Application of conformal prediction in a more formal definition of applicability domain
Defining the applicability domain (AD) is the art of quantifying the uncertainty or confidence of predictions produced by classification and regression techniques in the field of machine learning. This quantification is of great importance when assessing the potential liability of a chemical to cause toxic/adverse effect(s) and promoting the use of in silico predictions. Hence it requires solutions so that the in silico model user is confident and has the possibility of setting up acceptable thresholds in accordance with one's use case.
Domain of applicability has many aspects that need to be considered. They include interpolation of the training set, the density and the quality of information of the training set around a query compound as well as the distance of the query compound to the decision boundary of an in silico model. Attempting to merge these aspects into a single metric is highly complex and may results in a "black box" framework where some aspects of AD may not be considered. We present a conceptual framework in which the AD is broken down into 3 steps: applicability, reliability and decidability domains, making the quantification of AD stepwise, intuitive and transparent.
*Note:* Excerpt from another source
PR #10626, opened 2026-08-21
fix(matplotlib): derive canvas draw scale from the backing store

### LINKED ISSUE #10625: Safari zoom corrupts rendering and selection coordinates of `mo.ui.matplotlib`
### Describe the bug

I have a `mo.ui.matplotlib` figure, and I click and drag a rectangle over. If I zoom out, an "afterimage" of the figure and rectangle remains in place, and a smaller figure and rectangle appear.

A conformal predictor is an algorithmic framework which complements an underlying machine learning algorithm that allows the resulting system to produce predictions with information on their confidence. In the context of a classification problem such information includes p-values which delimit prediction regions where one of them contains a unique label. Intuitively the larger this region is the more a user can trust the conclusion of the prediction made by a conformal predictor and its underlying in silico model. This approach was used for the decidability domain of our framework of AD.
Firstly this framework will be introduced. Secondly this presentation will describe how conformal prediction can be projected onto the Lhasa Limited AD framework at the decidability level with a dataset of inhibitors of the bile salt export pump (BSEP).
This content was presented by Sebastien Guesne at the Joint UK-QSAR and Molecular Graphics and Modelling Society conference in April 2018.